Introduction

At GEOFON data centre is very difficult to offer big pre-assembled datasets to be downloaded, due to the resources needed for their storage. In this context, the idea of using a Data Collections System (DCS) in order to define and save this type of dataset is very appealing, because we can define collections containing only "pointers" (e.g. PIDs, URLs) to the files which are included. This implies almost no extra storage, as only the pointers are saved.

Therefore, we implemented this DCS based on an extended version of RDA WG specification on research data collection and make it generic enough and ready to be adopted by different communities within EOSC. Currently, 6000+ collections and 1.5+ million members were defined in the internal service.  

Challenges addressed

This use case aims at making the Data Collections System, designed within the activities of RDA, generic enough and ready to be adopted by different communities within EOSC.

The system aims at :

  • Building aggregations or data collections of different data objects as an essential element in the Research Data Management practice.
  • Describing the research data collections in a standardized way to make them actionable by automated processes in order to be able to cope with the increasing amounts and volumes of data.

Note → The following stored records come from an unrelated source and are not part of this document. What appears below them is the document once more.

PR #2087, opened 2021-07-28
delete profiles when they are no longer present in the source

pedroslopez:
- Merge integration branch for deleting profiles
- Fix conflict with importing multiple profile properties when a directlyMapped property is also in the group


core/src/tasks/profileProperty/importProfileProperties.ts
```diff
@@ -70,14 +70,16 @@ export class ImportProfileProperties extends RetryableTask {
...
+        dependencies[property.id]
+          .filter((dep) => !params.propertyIds.includes(dep.id))
+          .forEach((dep) => {
+            if (
+              profile.profileProperties.find((p) => p.propertyId === dep.id)
+                ?.state !== "ready"
+            ) {
+              ok = false;
+            }
+          });
```
evantahler, line 82: Yay! The test looks a bit gnarly, but at least the solution wasn't too crazy.

core/__tests__/tasks/profileProperty/importProfileProperties.ts
```diff
@@ -113,6 +114,91 @@ describe("tasks/profileProperty:importProfileProperties", () => {
...
+      expect(profileProperty.startedAt.getTime()).toBeGreaterThan(
+        new Date().getTime() - 1000 * 60 * 5
+      );
+      expect(profileProperty.startedAt.getTime()).toBeLessThan(
+        new Date().getTime()
+      );
+      await profile.destroy();
+    });
+
+    test("will import profile properties that have pending dependencies imported at the same time", async () => {
```
evantahler, line 160: ❤️

core/__tests__/actions/properties.ts
```diff
@@ -336,13 +336,15 @@ describe("actions/properties", () => {
...
         unique: true,
+        keepValueIfNotFound: true,
       };
       const { error, property } = await specHelper.runAction(
         "property:edit",
         connection
       );
       expect(error).toBeUndefined();
       expect(property.unique).toBe(true);
+      expect(property.keepValueIfNotFound).toBe(true);
```
evantahler: Maybe test this on the `create` action too

core/__tests__/tasks/import/associateProfile.ts
```diff
@@ -122,5 +122,39 @@ describe("tasks/import:associateProfile", () => {
       const profile = await Profile.findById(property.profileId);
       expect(profile.state).toEqual("pending");
     });
+
+    test("it will set properties included in the import data", async () => {
```
evantahler, line 126: ... we certainly /should/ have been testing this...

core/__tests__/tasks/profile/checkReady.ts
```diff
@@ -3,7 +3,11 @@ import { api, config, task, specHelper } from "actionhero";
 import { Group, plugin, Profile, ProfileProperty } from "../../../src";
 
 describe("tasks/profile:checkReady", () => {
-  helper.grouparooTestServer({ truncate: true, enableTestPlugin: true });
+  helper.grouparooTestServer({
+    truncate: true,
+    enableTestPlugin: true,
+    disableTestPluginImport: true,
```
evantahler, line 9: Ah - looks like you are doing this in more tests so that profiles don't get deleted!

core/__tests__/tasks/profileProperty/enqueue.ts
```diff
@@ -115,9 +115,7 @@ describe("tasks/profileProperties:enqueue", () => {
           const pendingProfileProperties = await ProfileProperty.findAll({
             where: { state: "pending" },
           });
-          expect(pendingProfileProperties.length).toBe(
-            (propertiesCount - 1) * 2
-          );
```
evantahler, line 120: 👍 no more special profile property!

core/__tests__/tasks/system/status/status.ts
```diff
@@ -98,6 +98,27 @@ describe("tasks/status", () => {
       await run.destroy();
     });
 
+    test("will not complete with profiles to delete", async () => {
```
evantahler, line 101: 👍

core/src/actions/properties.ts
```diff
@@ -185,6 +187,7 @@ export class PropertyEdit extends AuthenticatedAction {
       sourceId: { required: false },
       options: { required: false },
       filters: { required: false },
+      keepValueIfNotFound: { required: false },
```
evantahler, line 192: Doesn't look like this new input/param is used in the action?

core/src/classes/codeConfig.ts
```diff
@@ -34,7 +34,9 @@ export interface ConfigurationObject {
   identifying?: boolean;
```
evantahler, line 34: This `ConfigurationObject` is getting out of hand!  This was a lazy choice on my part :( 
It might be better to make the type from the union of a few distinct types.  This way, we can check that each form of using the object is internally consistent. 

```ts
export interface ProfileConfigurationObject = {
// just what profile needs
}

export interface AppConfigurationObject = {
// just what app needs
}

export interface ConfigurationObject = ProfileConfigurationObject & AppConfigurationObject


```

evantahler: This could be another story

evantahler: Added a story to maybe delete the `SyncTable` part of this (https://www.pivotaltracker.com/story/show/179063948)

core/src/initializers/settings.ts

Benefits through EOSC-Pillar

This use-case relies on – and demonstrates the benefits of – EOSC-Pillar services as follows:

  • Improve the current system by revisiting the RDA specifications based on the feedback we received from our partners in EOSC-Pillar.
  • Deploy the service in production and foster its usage within communities partaking the project,

Highlights

Achievements as of May 2021:

  • MS28 Code for the improved Data Collection System.
  • We revised the requirements from the seismological community for such a system.
  • An implementation following this specification had been in use for some time at GEOFON, where more than 6000 collections and 1.5 million members for datasets had been pre-defined by the data centre operators. However, this system was only of internal use.
  • After revising the requirements, we modified the system in order to make completely generic and ready to be tested by other communities.
  • One of the best aspects, regarding the resources needed to put the service in production, is that the members of a collection are identified by PIDs (DOIs, ePIC), what means that almost no space is needed to define them. Within the context of this project, we added the capability to identify resources by URL, making the system independent from a Handle server in case that some resources (or the collection itself) needs to be identified.
  • The identification of improvements to the current system by revisiting the RDA specifications is already advanced.
  • A first set of requirements were collected from communities and other Use cases of the project. In particular, from Climatology, taking DKRZ as an example, and the Federated FAIR Data Space (F2DS).

 

Next steps:

  • Deploy Data Collection System as a service to be evaluated how feasible is to open it to more communities.
  • Contact other communities to foster usage of the system.
  • Implement extensions and improvements to the RDA Recommendations. For instance, the automatic export to the Federated FAIR Data Space developed.
  • Demonstrate the service in production.